# Dry Brining Pork



## gridflash (May 19, 2014)

Has anybody tried to dry brine a pork butt to reduce the stall time?


----------



## hambone1950 (May 19, 2014)

I have never dry brined a butt....or wet brined one for that matter.

is your theory that dry brining might remove enough moisture to affect the stall? if so , its a thought , but pork butt being SO juicy, I don't see how it could work. might improve the bark though.


----------



## chef jimmyj (May 19, 2014)

Dry Brining does not really reduce moisture a whole lot. The Salt pulls the moisture out mixes with it then Both get reabsorbed. Dry Brine is great to get some quick seasoning into the meat...JJ


----------



## gridflash (May 20, 2014)

In my limited experience any pork butt that's been sitting for an hour, after being covered in a good salt based rub, will leave a puddle in the tray it's sitting in. Of course the longer it sits the more moisture will collect. Since the stall is caused by evaporative cooling, If I wipe up the moisture on that butt before putting it in the smoker it's not going to be available for the stall. By then the salt's already in the pork so there's no loss of flavor.

I'm gonna try this...


----------



## brooksy (May 20, 2014)

Why would you want to take moisture out of a piece of meat?!?  I know at the end of my cooks I want a nice juicy butt. I don't want to eat anything dry from pork butt, ribs to hell even a sandwich. From what I know wrapping should help with the stall time and not reduce moisture why not go with that?


----------



## smoking b (May 20, 2014)

Yeah I kinda like my meat with lots of moisture too  
	

	
	
		
		



		
			






   Please let us know how it turns out for you if you try it...


----------



## chef jimmyj (May 20, 2014)

gridflash said:


> In my limited experience any pork butt that's been sitting for an hour, after being covered in a good salt based rub, will leave a puddle in the tray it's sitting in. Of course the longer it sits the more moisture will collect. Since the stall is caused by evaporative cooling, If I wipe up the moisture on that butt before putting it in the smoker it's not going to be available for the stall. By then the salt's already in the pork so there's no loss of flavor.
> 
> I'm gonna try this...


This is not Dry Brining, it is putting Salt on meat and letting it suck the surface moisture out. It is not " Dry Brined " until it has been given time for  the re-uptake of the moisture, and now salt, has taken place. You are following some interesting thinking but again in the short time you will be letting the meat leach, all that moisture is only from the outer portion, an inch at best. Cook a big roast and cut it fresh out of the oven and you get a hell of a lot more juice run out than what will leach in a hour or two. That " internal " moisture is contributing to evaporative cooling as well so I don't think you will gain much. Any time you take moisture out you risk dry meat. Try it and post the result, it should be interesting to see what happens...JJ


----------



## gridflash (May 21, 2014)

Interesting comments.

First off, you don't get bark without removing moisture.

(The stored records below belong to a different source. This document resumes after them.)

PR #158, opened 2025-04-08
improve build & test speed

Joejiong:
The old building speed is a little slow, I don't know if I could do this increase in speed for the first time, when the cache did not hit at first build.

### DIFF
--- a/build_tools/build_mlir.sh
+++ b/build_tools/build_mlir.sh
@@ -40,6 +40,8 @@ CMAKE_FLAGS+=" -DLLVM_ENABLE_EH=ON"
 
 cmake -G Ninja "$LLVM_REPO_DIR"/llvm $CMAKE_FLAGS
 
-ninja
+JOBS=$(nproc 2>/dev/null || sysctl -n hw.ncpu)
+ninja -j$JOBS
+
 ninja check-mlir
 ninja install
--- a/build_tools/build_p4c_with_p4mlir_ext.sh
+++ b/build_tools/build_p4c_with_p4mlir_ext.sh
@@ -57,7 +57,9 @@ CMAKE_FLAGS+=" -DLLVM_EXTERNAL_LIT=$LLVM_BUILD_DIR/bin/llvm-lit"
 mkdir -p "$P4C_BUILD_DIR"
 cd "$P4C_BUILD_DIR"
 cmake -G Ninja "$P4C_REPO_DIR" $CMAKE_FLAGS
-ninja
+
+JOBS=$(nproc 2>/dev/null || sysctl -n hw.ncpu)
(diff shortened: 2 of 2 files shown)


build_tools/build_mlir.sh
```diff
@@ -40,6 +40,8 @@ CMAKE_FLAGS+=" -DLLVM_ENABLE_EH=ON"
 
 cmake -G Ninja "$LLVM_REPO_DIR"/llvm $CMAKE_FLAGS
 
-ninja
+JOBS=$(nproc 2>/dev/null || sysctl -n hw.ncpu)
+ninja -j$JOBS
```
asl, line 44: Ninja defaults to all CPU cores available, this is not `make`.

asl (changes requested):

build_tools/build_mlir.sh
Joejiong: > Ninja defaults to all CPU cores available, this is not `make`.

I heard it is not the maximum, I don't know if I manually set it to available, which could make a difference. Let me double-check it.

Joejiong: I heard that the difference is probably available or preemptive. Probably, when other jobs are running, this can grab resources, just a guess. But, you are right, it should be the maximum cores available.

fruffy: Yeah, on systems with constrained resources ninja's approach can lead to annoying lockups. It can be advisable to use one core less than the max. But your change is functionally equivalent right now.

asl: @fruffy It is more interesting actually. On my MBP laptop I'm having total 14 cores, but among those 10 performance and 4 efficiency. So I can go `-j 14`, but in the reality it does not make sense to go beyond `-j 10` as I really see difference in build speed in performance vs efficiency cores. It's better to keep them for "normal" tasks.

Joejiong: Actually, I checked that the Ubuntu runner only has 2 cores. :0

```
2 cores for standard GitHub-hosted runners
Processor: x86_64
Memory: Approximately 7 GB of RAM
```
We can add those to the action workflow.
```
- name: Detailed System Information
  run: lscpu
```

asl: This is public information: https://docs.github.com/en/actions/using-github-hosted-runners/using-github-hosted-runners/about-github-hosted-runners#standard-github-hosted-runners-for-public-repositories

No need to guess

fruffy: > Actually, I checked that the GitHub action Ubuntu runner only has 2 cores. :0

They should have four cores, 2 if you are using a private repository.

PR #160, opened 2025-04-11
Update Ubuntu install scripts.

fruffy:
Don't use `pip`, it can break on newer versions of Ubuntu.

### DIFF
--- a/.github/workflows/build-and-test.yml
+++ b/.github/workflows/build-and-test.yml
@@ -14,10 +14,13 @@ concurrency:
 
 jobs:
   build-and-test:
-    runs-on: ubuntu-24.04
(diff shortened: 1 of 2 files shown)


qobilidop (approved):

qobilidop:
Weird it's still expecting the previous `build-and-test` CI to pass. Maybe it's something in our repo settings?

qobilidop:
image

Yeah we currently have this. I've temporarily removed the requirement on `build-and-test`.

qobilidop:
> I've temporarily removed the requirement on `build-and-test`.

And added it back. The required check is still called `build-and-test`. So I guess we could have force-merged this PR as a simpler solution.

Issue #28, opened 2025-01-24
Implement folders for common canonicalization


asl:
More information: https://mlir.llvm.org/docs/Canonicalization/

asl:
* Fold trivial casts
* Canonicalize read + struct_extract into struct_extract_ref + read as a simple SROA
* Struct + struct_extract => just single field

PR #163, opened 2025-04-14
Add basic unary folds

xl4624:
Implements https://github.com/p4lang/p4mlir-incubator/issues/28#issuecomment-2613585887

### DIFF
--- a/include/p4mlir/Dialect/P4HIR/P4HIR_Ops.td
+++ b/include/p4mlir/Dialect/P4HIR/P4HIR_Ops.td
@@ -294,6 +294,7 @@ def UnaryOp : P4HIR_Op<"unary",
   }];
 
   let hasVerifier = 1;
+  let hasFolder = 1;
 }
 
 def BinOpKind_Mul    : I32EnumAttrCase<"Mul",   1, "mul">;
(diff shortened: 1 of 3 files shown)


xl4624:
Also is it normal for p4c local builds to take 5 minutes to complete? I was looking into the tc/ebpf unparsed annotations issue to get familiar but I probably spent 30 minutes alone just rebuilding over and over :/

Second The stall is caused by evaporative cooling... which means you're drying out the meat. The more moisture you add the longer the stall.

To the degree I can remove moisture from the outer layer of the meat I should be able to reduce the length of the evaporative stall. As it turns out the salt won't diffuse more than a 1/2" even with a wet brine, so that's all the moisture I can remove prior to smoking. Once that salt gets wet it starts diffusing into the meat, that's what makes it a dry brine. The interior should still be quite juicy as Chef Jimmy pointed out... I guess the question is, "Will that be enough to shorten the stall?"

 Anyway we'll find out this weekend.


----------



## brooksy (May 21, 2014)

I have never dried my butts and have always had wonderful bark!


----------



## gridflash (May 21, 2014)

That's great.

But the objective here is to see if we can shorten the stall time and get the same texture and flavor.


----------



## brooksy (May 21, 2014)

Let us know how it works out for you.


----------



## gridflash (May 27, 2014)

Memorial Day Adventures with Qviews

So, to test this theory that a dry brine would shorten the stall time, we coated a small 4 lb. bone-in pork butt with kosher salt for an hour which created a nice little puddle of moisture from the top half inch of the pork that would be unavailable for the stall.













1 hour salt rub.jpg



__ gridflash
__ May 27, 2014






After an hour we rinsed it off, patted it dry and coated it with a 8+2+2+1 rub. Internal temp. 60°













Internal temp. 60°.jpg



__ gridflash
__ May 27, 2014






Next we wired it up with the Masterbuilt probe and the Maverick probes since the Masterbuilt has such wonky controller (and the new ones are back-ordered for 4 weeks) 













Wired Pork butt.jpg



__ gridflash
__ May 27, 2014






Smoking in Portland













Smoking in Portland.jpg



__ gridflash
__ May 27, 2014






8 hours later…













8 hours later.jpg



__ gridflash
__ May 27, 2014






The Temperature curve













Temperature curve.jpg



__ gridflash
__ May 27, 2014






The problem here is we never reached 180° let alone 190° so the pork did not pull apart as easily as we wanted, but it tasted great…

Masterbuilt set at 230° at 0 hours   Raised to 235° after 2 hrs

Raised it again to 240° after 4 hrs because the Maverick 733 still reading 224° -233° . Clearly this needed to be set at a higher temperature than the popular 225°. We used the Thermoworks probe at 3 hours and 8 hours and it was within a degree of the Maverick readings.

But what is interesting is that the chart shows a continuous slope. With a higher temp we should get a steeper curve.

This test is only one data point but I think this is worth more investigation if we can get the temps up on the Masterbuilt.


----------



## mummel (Jun 12, 2015)

+1 to revisit this topic.  I'm really curious.


----------